Mass-produced fuel-cell vehicle. The 2019 Hyundai Nexo arrives as the first-ever mass-produced fuel-cell crossover in the U.S. The Nexo is an interesting consideration, as it's available in California only and only at select dealers, so digging one up may pose an issue.
For green-focused buyers, the struggle may be worth it with its long range without charging and zero emissions. How does the Nexo stack up next to its limited competitors? Keep reading to find out.
Almost 400 miles and no charging. One of the biggest turn-offs to electric vehicles for traditional commuters is the need to charge them. Sure, EVs have come a long way in terms of charging times and driving ranges, but they still require a lot of advanced planning before taking a trip. Even Tesla and its Supercharging stations require route planning and coming up with activities for the kiddos while the vehicle is charging.
The Hyundai Nexo, however, not only boasts a 380-mile range on a full hydrogen tank, it also takes mere minutes to refill, giving you the greenness of an electric vehicle with the refueling time similar to a gasoline vehicle. Finding a hydrogen filling station can pose a bit of an issue, but it's not much more of a problem than digging up an EV charging station on the road.

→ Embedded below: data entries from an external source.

Issue #668, opened 2020-11-10
Please add support for imagePullSecrets K8s feature


esteban1983cl:
**What problem are you trying to solve?**
I need pull images using imagePullSecret kubernetes feature

**Describe the solution you'd like**
Due docker increase pull limits errors, sometimes my pods can't work

**Describe alternatives you've considered**
Add imagePullSecrets in chart template files

**How would users interact with this feature?**
Updating values.yaml file

dwbrown2:
Thanks for this request, Esteban! What containers do you need this for? 

It should be supported for Prometheus, kube-state-metrics, and other deps. Here are current references: https://github.com/kubecost/cost-analyzer-helm-chart/search?q=imagePullSecrets%3A

esteban1983cl:
HI @dwbrown2 I need support for kubecost containers, not prometheus, for example I have the follow containers

gcr.io/kubecost1/checks:prod-1.53.2
gcr.io/kubecost1/frontend:prod-1.53.2
gcr.io/kubecost1/server:prod-1.53.2
gcr.io/kubecost1/cost-model:prod-1.53.2

Thanks

dwbrown2:
@esteban1983cl happy to look at this with you. Also, we'd welcome a contribution if you are interested.

dwbrown2:
@itscalvinwang I believe this is now supported, correct?

Any chance you can add a PR #? 

Also, @esteban1983cl let us know if there's anything else we can get you!

dwbrown2:
My apologies, I see https://github.com/kubecost/cost-analyzer-helm-chart/issues/668 referenced.

Esteban, let us know if this meet yours needs!

PR #685, opened 2020-11-23
support imagePullSecrets on kubecost images

itscalvinwang:
Issue: https://github.com/kubecost/cost-analyzer-helm-chart/issues/668
Description: Add imagePullSecrets field to cost-analyzer helm chart `values.yaml`
Testing: ran `helm template ./cost-analyzer -n kubecost > test.yaml` and verified that the `imagePullSecrets` field is below the `containers` field at the same indentation

Sample outputs: See [comment](https://github.com/kubecost/cost-analyzer-helm-chart/pull/685#issuecomment-732459373) below.

### DIFF
--- a/cost-analyzer/values.yaml
+++ b/cost-analyzer/values.yaml
@@ -62,7 +62,7 @@ saml: # enterprise key required to use
         assertionvalues:
           - "readonly"
 
-imagePullSecrets:
+# imagePullSecrets:
 # - name: "image-pull-secret"
 
 kubecostChecks:
--- a/cost-analyzer/values.yaml
+++ b/cost-analyzer/values.yaml
@@ -62,6 +62,9 @@ saml: # enterprise key required to use
         assertionvalues:
           - "readonly"
 
+imagePullSecrets:
+- name: "image-pull-secret"
+
 kubecostChecks:
   enabled: true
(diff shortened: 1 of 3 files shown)


AjayTripathy:
Preferably when we test this way, what we want we want to see is: 
1. the yaml before the change
2. the yaml after the change

Let's also  be thorough on our tests and paste the deployment yaml to a pastebin if it doesn't fit here.

cost-analyzer/values.yaml
```diff
@@ -62,6 +62,9 @@ saml: # enterprise key required to use
         assertionvalues:
           - "readonly"
 
+imagePullSecrets:
```
AjayTripathy, line 65: This should be commented out by default. Can you also test to make sure nothing regresses when this is completely missing?

itscalvinwang:
[before.yaml
](https://gist.github.com/itscalvinwang/632a085f7a154b27e3cf55a274d932d4)
[after.yaml](https://gist.github.com/itscalvinwang/00b1725f0e72c36b2d29e2583f4bf734)

I also ran diff checker on the before.yaml and the generated template with the `imagePullSecrets` field commented out and there is no difference, and the file lengths (by line number) are the same.

AjayTripathy:
LGTM!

When compared to other fuel cell vehicles (FCVs) on the road today, the Nexo’s 380-mile range tops the Honda Clarity Fuel Cell and Toyota Mirai, its key competitors, by 15 miles and 78 miles, respectively.
The Nexo’s eco-friendliness goes beyond just its powertrain. It also uses ecological materials in its cabin, including soybean-oil-based polyurethane paint, bamboo-thread seats, bio-plastics, and more.
Feature-packed, but cluttered. On top of boasting an advanced powertrain that gives us a glimpse into the future, the Hyundai Nexo delivers in the standard features any car shopper would be happy with. Its standard features include a sunroof, electric parking brake, power tailgate, wireless charging pad, Apple CarPlay, Android Auto, heated and ventilated seats, a 12.3-inch touchscreen, a push-button transmission, and more.
The other FCVs on the market can't match the Nexo’s standard features. The Clarity Fuel Cell comes closest with an 8-inch touchscreen, dual-zone climate control, keyless ignition, Apple CarPlay, and Android Auto. The Toyota Mirai lags with its standard with a 7-inch touchscreen and lack of Android Auto.
Where the Nexo fails us is its cluttered center console. We understand this is a high-tech crossover, but the large center panel with what seems like dozens of buttons on it is a bit too much, even for this advanced rig.
The Toyota Mirai is equally cluttered, but the Honda Clarity Fuel Cell does a great job of looking like an everyday sedan on the inside.
People and cargo are welcome. As the sole FCV crossover on the market, the Hyundai Nexo has a distinct people- and cargo-hauling advantage over the competition.
Its rear seats offer a respectable 38.6 inches of leg room, which bests the Clarity Fuel Cell and Mirai by 2.6 inches and 8.5 inches, respectively. In head room, the Nexo’s 38 inches has a 1.2-inch advantage over the Mirai and 0.9-inch advantage over the Clarity Fuel Cell.
Thanks to its crossover body, the Nexo’s can tote 29.6 cubic feet of cargo behind the rear seats and 56.5 cubes with the rear seats folded. That’s right up there with many traditional crossovers. The Mirai and Clarity Fuel Cell are sedans with trunks that can haul just 12.8 cubic feet and 15.5 cubic feet, respectively.
Final thoughts. The 2019 Hyundai Nexo looks to shake things up in the FCV segment with its roomy crossover body and near 400-mile range. Plus, it's a good value with its impressive list of standard features. Speaking of value, the Nexo costs $59,345 (destination fees included), which is $25 cheaper than the Clarity Fuel Cell and $60 cheaper than the Mirai.
If you can’t stand the busy center console in the Nexo, you may want to opt for the more traditional-looking Clarity Fuel Cell That's likely the only logical reason to choose it over the Nexo.